Print, exactly as given, each line of the data from the line containing "--- a/layers/core_checks/cc_drawdispatch.cpp" up to and including its last line.

##### RECORDS TO PROCESS #####

Issue #7233, opened 2024-01-03
VK_EXT_shader_object and VK_EXT_descriptor_buffer are incompatible


evopen:
**Environment:**
 - OS: Linux
 - GPU and driver version: NVIDIA RTX 4080 545.29.06
 - SDK or header version if building from repo: validation layer 0e381678018f858395770d8ddd320af499006628, header 1.3.270
 - Options enabled (synchronization, best practices, etc.):

**Describe the Issue**

When using shader_object with descriptor_buffer extensions, descriptor is bounded by `vkCmdSetDescriptorBufferOffsetsEXT`. Validation reports `VkShaderEXT 0xd10d270000000018[fragment] uses set #0 but that set is not bound`.

**Expected behavior**

Validation layer will not report error.

**Valid Usage ID**
```
VUID-vkCmdDraw-None-08600(ERROR / SPEC): msgNum: 1198051129 - Validation Error: [ VUID-vkCmdDraw-None-08600 ] Object 0: handle = 0x8ec9ca0, type = VK_OBJECT_TYPE_COMMAND_BUFFER; Object 1: handle = 0xd10d270000000018, name = fragment, type = VK_OBJECT_TYPE_SHADER_EXT; | MessageID = 0x4768cf39 | vkCmdDraw():  VkShaderEXT 0xd10d270000000018[fragment] uses set #0 but that set is not bound. The Vulkan spec states: For each set n that is statically used by a bound shader, a descriptor set must have been bound to n at the same pipeline bind point, with a VkPipelineLayout that is compatible for set n, with the VkPipelineLayout used to create the current VkPipeline or the VkDescriptorSetLayout array used to create the current VkShaderEXT , as described in Pipeline Layout Compatibility (https://www.khronos.org/registry/vulkan/specs/1.3-extensions/html/vkspec.html#VUID-vkCmdDraw-None-08600)
    Objects: 2
        [0] 0x8ec9ca0, type: 6, name: NULL
        [1] 0xd10d270000000018, type: 1000482000, name: fragment
```

**Additional context**

It seems that validation code path for shader object did not take descriptor buffer into account, unlike the pipeline code path.

spencer-lunarg:
was able to reproduce, the issue is `VkPipeline` objects are created with `VK_PIPELINE_CREATE_DESCRIPTOR_BUFFER_BIT_EXT` so we know not to check against what was set in `vkCmdBindDescriptorSets`... will have a temp fix up soon

[...]

PR #7235, opened 2024-01-03
layers: Fix ShaderObject with DescriptorBuffers

spencer-lunarg:
closes https://github.com/KhronosGroup/Vulkan-ValidationLayers/issues/7233

If anyone is using `vkCmdBindDescriptorBuffersEXT` with `vkCmdBindShadersEXT` we need to not try and look if the descriptor is used

Just like the Pipeline path, we have no system in play to track the descriptor buffers bound yet

### DIFF
--- a/layers/core_checks/cc_drawdispatch.cpp
+++ b/layers/core_checks/cc_drawdispatch.cpp
@@ -1,8 +1,8 @@
-/* Copyright (c) 2015-2023 The Khronos Group Inc.
- * Copyright (c) 2015-2023 Valve Corporation
- * Copyright (c) 2015-2023 LunarG, Inc.
- * Copyright (C) 2015-2023 Google Inc.
- * Modifications Copyright (C) 2020-2023 Advanced Micro Devices, Inc. All rights reserved.
+/* Copyright (c) 2015-2024 The Khronos Group Inc.
+ * Copyright (c) 2015-2024 Valve Corporation
+ * Copyright (c) 2015-2024 LunarG, Inc.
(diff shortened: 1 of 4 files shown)


layers/core_checks/cc_drawdispatch.cpp
```diff
@@ -1538,7 +1538,7 @@ bool CoreChecks::ValidateActionState(const vvl::CommandBuffer &cb_state, const V
                 if (ds.bound_descriptor_set && !ds.bound_descriptor_set->IsPushDescriptor()) {
                     const LogObjectList objlist(cb_state.Handle(), pipeline->Handle(), ds.bound_descriptor_set->Handle());
                     skip |=
-                        LogError(vuid.descriptor_buffer_set_offset_missing_08117, objlist, loc,
```
spencer-lunarg, line 1541: these were mixed and made the error message REALLY confusing

layers/core_checks/cc_drawdispatch.cpp
```diff
@@ -1629,7 +1629,11 @@ bool CoreChecks::ValidateActionState(const vvl::CommandBuffer &cb_state, const V
                 }
             }
         }
-    } else {
+    } else if (last_bound_state.cb_state.descriptor_buffer_binding_info.empty()) {
+        // TODO - VkPipeline have VK_PIPELINE_CREATE_DESCRIPTOR_BUFFER_BIT_EXT (descriptor_buffer_mode) to know if using descriptor
```
arno-lunarg, line 1633: do we need an issue for that todo?

arno-lunarg (approved):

#####

**PROBLEM SOLUTION**.
--- a/layers/core_checks/cc_drawdispatch.cpp
+++ b/layers/core_checks/cc_drawdispatch.cpp
@@ -1,8 +1,8 @@
-/* Copyright (c) 2015-2023 The Khronos Group Inc.
- * Copyright (c) 2015-2023 Valve Corporation
- * Copyright (c) 2015-2023 LunarG, Inc.
- * Copyright (C) 2015-2023 Google Inc.
- * Modifications Copyright (C) 2020-2023 Advanced Micro Devices, Inc. All rights reserved.
+/* Copyright (c) 2015-2024 The Khronos Group Inc.
+ * Copyright (c) 2015-2024 Valve Corporation
+ * Copyright (c) 2015-2024 LunarG, Inc.
(diff shortened: 1 of 4 files shown)


layers/core_checks/cc_drawdispatch.cpp
```diff
@@ -1538,7 +1538,7 @@ bool CoreChecks::ValidateActionState(const vvl::CommandBuffer &cb_state, const V
                 if (ds.bound_descriptor_set && !ds.bound_descriptor_set->IsPushDescriptor()) {
                     const LogObjectList objlist(cb_state.Handle(), pipeline->Handle(), ds.bound_descriptor_set->Handle());
                     skip |=
-                        LogError(vuid.descriptor_buffer_set_offset_missing_08117, objlist, loc,
```
spencer-lunarg, line 1541: these were mixed and made the error message REALLY confusing

layers/core_checks/cc_drawdispatch.cpp
```diff
@@ -1629,7 +1629,11 @@ bool CoreChecks::ValidateActionState(const vvl::CommandBuffer &cb_state, const V
                 }
             }
         }
-    } else {
+    } else if (last_bound_state.cb_state.descriptor_buffer_binding_info.empty()) {
+        // TODO - VkPipeline have VK_PIPELINE_CREATE_DESCRIPTOR_BUFFER_BIT_EXT (descriptor_buffer_mode) to know if using descriptor
```
arno-lunarg, line 1633: do we need an issue for that todo?

arno-lunarg (approved):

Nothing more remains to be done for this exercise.